Chapter 12 in Sietel’s “The Practice of Public Relations” outlines the significant impact that public relations has on multiple facets of our government. This country has been led by many influential people. Most notably, these leaders have been great orators and communicators. The unique ability to convey a message to the American people in conjunction with a charismatic personality is at the foundation of a strong relationship with the press. In past presidencies, approval ratings have largely been affected by the positive or negative press that a president receives. President Reagan, the Great Communicator, followed seven steps to produce a harmonious atmosphere between the press and his cabinet:

1.       Plan ahead.

2.       Stay on the offensive.

3.       Control the flow of information.

4.       Limit reporters’ access to the president.

5.       Talk about the issues you want to talk about.

6.       Speak in one voice.

7.       Repeat the same message many times.

One of the most important, yet demanding, jobs on Capitol Hill is the President’s Press Secretary. While the actual responsibilities of the press secretary vary in differing perspective’s, the most challenging of conflicts to determine is to whom the press secretary has allegiance. According to some, the press secretary should be at the President’s right hand, helping with policy making, while others argue that the press secretary has loyalties to the press and public, and should not knowingly mislead either. In my opinion, this sounds like quite a quandary that I would not like to find myself in the middle of.

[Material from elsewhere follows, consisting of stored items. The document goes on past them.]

PR #4062, opened 2025-02-07
netperf_stress: Support running netperf clients on systems with more than 256 CPUs

bgartzi:
Netperf client couldn't start on systems with more than 256 cpus. This impacts the ability to run `netperf_stress` tests and possible some other more in those systems.

This patch tries to alleviate the issue by modifying the number of maximum cpus supported by netperf prior to the binary compilation.

To do so, the patch is divided in two commits:
1. To compile netperf, first the source code needs to be decompressed. Then, the code is compiled into a binary. Both commands were run through the same remote session. The first commit in this patch splits the pre-compilation and compilation steps into two different steps. That way, we could modify netperf's source code on-the-go if needed.
2. The second commit adds a mechanism to detect whether the system running netperf has a number of CPUS bigger than the value defined in netperf's `MAXCPUS` or not. First, it finds the number of CPUs the system is running on. Then, it finds the source code file in which `MAXCPUS` is defined and its value. If the value found is smaller than the number of CPUs in the system, it updates it's value by issuing a `sed` command. If it is bigger, the value is left as-is. This happens prior to compilation.

ID: 3365

### DIFF
--- a/virttest/utils_netperf.py
+++ b/virttest/utils_netperf.py
@@ -158,6 +158,63 @@ class NetperfPackage(remote_old.Remote_Package):
             self.session.cmd(clean_cmd, ignore_all_errors=True)
         self._release_session()
 
+    def _get_current_max_cpus(self):
+        """
+        Finds the file in the netperf source code that defines the MAXCPUS macro
+        and its value.
+        :return: Tuple containing the path to the file containing
+                 and the value assigned to the macro.
+        """
+        try:
+            max_cpus_fp, res_cpus = self.session.cmd_output(
+                'grep -orP "^#define *MAXCPUS *\K[0-9]+" %s' % self.netperf_dir
+            ).split(":", maxsplit=1)
+            max_cpus = int(res_cpus)
+        except aexpect.ShellError as err:
+            raise NetperfPackageError(
+                "Failed to find MAXCPUS value and file under '%s', see: %s"
+                % (self.netperf_dir, err)
+            )
+        except ValueError:
+            raise NetperfPackageError(
+                "Invalid MAXCPUS value found in file '%s': %s" % (max_cpus_fp, res_cpus)
+            )
+        LOG.debug(
+            "Found MAXCPUS is defined in %s with value %d" % (max_cpus_fp, max_cpus)
+        )
+        return max_cpus_fp, max_cpus
+
+    def _mod_max_cpus(self):
+        """
+        netperf is hardcoded to support up to 256 CPUS.
+        Modify the value from the source code previous to compilation to the
+        desired value.
+        """
+        # Obtain host/guest/vm/target netperf running sytem's number of CPUs
+        try:
+            n_cpus = int(
+                self.session.cmd_output('lscpu | grep -oP "^CPU\(s\)\: *\K[0-9]+"')
+            )
+            LOG.debug("Found %d cpus in the system running netperf" % n_cpus)
+        except aexpect.ShellError as err:
+            LOG.warning(
+                "Couldn't retrieve the number of cpus in the system: see %s" % err
+            )
+            n_cpus = 0
+        except ValueError:
+            LOG.warning("Couldn't parse the number of cpus in the system")
+            n_cpus = 0
+        max_cpus_file_path, current_max_cpus = self._get_current_max_cpus()
+        if current_max_cpus >= n_cpus:
+            LOG.debug("Bypassing netperf's MAXCPUS value modification")
+            return
+        LOG.info("Increasing netperf's MAXCPUS to %d" % n_cpus)
+        sed_cmd = 'sed -i "s/^\(#define *MAXCPUS *\)[0-9]* /\\1%d/g" %s' % (
+            n_cpus,
+            max_cpus_file_path,
+        )
+        self.session.cmd_output(sed_cmd, timeout=5)
+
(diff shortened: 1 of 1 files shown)


bgartzi:
@rh-jugraham could you have a look these patches and confirm that it would help fix your issue?

rh-jugraham:
@bgartzi This does address the issue!! 

To test it out, since there are currently very few machines with a CPU count > 256, I tested to ensure this change didn't negatively affect the tests when the machine already had fewer than 256 CPUs - all tests passed. Then, I made a slight modification to have the code set MAXCPUS to a smaller value, which in turn caused the tests to fail as expected - this showed that MAXCPUS was successfully modified and it had the expected effect on the tests.

```
max_cpus_file_path, current_max_cpus = self._get_current_max_cpus()
        if current_max_cpus >= n_cpus:
            LOG.debug("Bypassing netperf's MAXCPUS value modification")
            # return
        n_cpus = 32     # test that changing MAXCPUS affects the test
        LOG.info("Increasing netperf's MAXCPUS to %d" % n_cpus)
        sed_cmd = 'sed -i "s/^\(#define *MAXCPUS *\)[0-9]* /\\1%d/g" %s' % (
            n_cpus,
            max_cpus_file_path,
        )
```

rh-jugraham:
@yiqianwei @yanglei-rh hello! Was wondering if this PR could be revisited?

yanglei-rh:
Just review it from code level and based on the basic netperf stress from virtual network, this change has not impact for my feature.

yanglei-rh (approved):

yanglei-rh:
@bgartzi @rh-jugraham  Sorry for late reply your coment,after review the avocado-vt's reminder email was filtered to Trash.

yiqianwei:
Test results:
For x86_64 host with 448 cpus
 (1/1) Host_RHEL.m9.u6.ovmf.qcow2.virtio_scsi.up.virtio_net.Guest.RHEL.10.0.x86_64.io-github-autotest-qemu.netperf_stress_test.TCP_STREAM.host2guest.q35: PASS (443.60 s)

check log:
[stdlog] 2025-06-27 05:39:50,887 avocado.virttest.utils_netperf utils_netperf    L0198 DEBUG| Found 448 cpus in the system running netperf
[stdlog] 2025-06-27 05:39:50,887 aexpect.client client           L1364 DEBUG| [10.26.0.68] Sending command: grep -orP "^#define *MAXCPUS *\K[0-9]+" /var/tmp/netperf-2.7.1
[stdlog] 2025-06-27 05:39:51,072 avocado.virttest.utils_netperf utils_netperf    L0182 DEBUG| Found MAXCPUS is defined in /var/tmp/netperf-2.7.1/src/netlib.h with value 256
[stdlog] 2025-06-27 05:39:51,073 avocado.virttest.utils_netperf utils_netperf    L0211 INFO | Increasing netperf's MAXCPUS to 448
[stdlog] 2025-06-27 05:39:51,073 aexpect.client client           L1364 DEBUG| [10.26.0.68] Sending command: sed -i "s/^\(#define *MAXCPUS *\)[0-9]* /\1448/g" /var/tmp/netperf-2.7.1/src/netlib.h

ACK

virttest/utils_netperf.py
```diff
@@ -158,26 +158,91 @@ def env_cleanup(self, clean_all=True):
...
+        self.env_cleanup(clean_all=False)
+        try:
+            self.session.cmd("echo $?", timeout=60)
+            self.session.cmd(pre_setup_cmd, timeout=600)
+        except aexpect.ShellError as e:
+            raise NetperfPackageError("Compilation setup failed: %s" % e)
+        try:
+            self._mod_max_cpus()
+        except aexpect.ShellError as err:
+            raise NetperfPackageError("Max CPU modification failed: %s" % err)
```
YongxueHong, line 233:
```suggestion
            LOG.error("Max CPU modification failed: %s" % err)
```
Hi @bgartzi 
I have a question about the `pack_compile` procedure. I've noticed that the test case will fail if it's unable to modify the max_cpus setting.

Is this CPU configuration a mandatory requirement for the tool to run correctly? I want to confirm because this step could be blocking valid test runs on platforms where this setting isn't critical.

If the feature owners confirm it's a required step, that's fine. I just want to ensure we aren't causing unnecessary failures.

What are your thoughts on this? Let me know if you see any issues with this approach.
Thanks.
CC @rh-jugraham @yanglei-rh @yiqianwei @fbq815 @zhenyzha

YongxueHong: Hi @bgartzi 
Thanks for the explanation—your solution works for me.
My only consideration is that calling `_get_current_max_cpus` could introduce new NetperfPackageError exceptions, though this is likely a rare edge case.

For example:
```
raise NetperfPackageError(
    "Failed to find MAXCPUS value and file under '%s', see: %s"
    % (self.netperf_dir, err)
)
```
and 
 ```
 raise NetperfPackageError(
      "Invalid MAXCPUS value found in file '%s': %s" % (max_cpus_fp, res_cpus)
  )
```

BTW, since the original issue was on ARM, I'm asking @fbq815 to review this change from the perspective of the s390x platform.
@fbq815, could you please take a look?
Thanks.

YongxueHong (approved):
LGTM.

On page 255, Sietel underscores the importance for the Press Secretary of keeping a consistent character so that the press will never question whether he/she is speaking to them as a “traditional press secretary, or… as a political partisan.” Consistency, steadiness, and reliability are the pillars of creating positive public relations, and this is of the utmost importance in successfully guiding this country.

Chapter 17 in Sietel’s “The Practice of Public Relations” discusses integrated marketing communications, and how marketing has changed as avenues to do so have evolved and grown immensely in quantity. Social media websites have changed marketing in a huge way. Companies can now market themselves and their products on/through Facebook, Twitter, YouTube, blogs, product placement, and still in all of the traditional ways (TV, magazines, newspapers, billboards, etc). If a company isn’t keeping up with the new avenues of marketing, they fall behind and are at a serious disadvantage to their competitors.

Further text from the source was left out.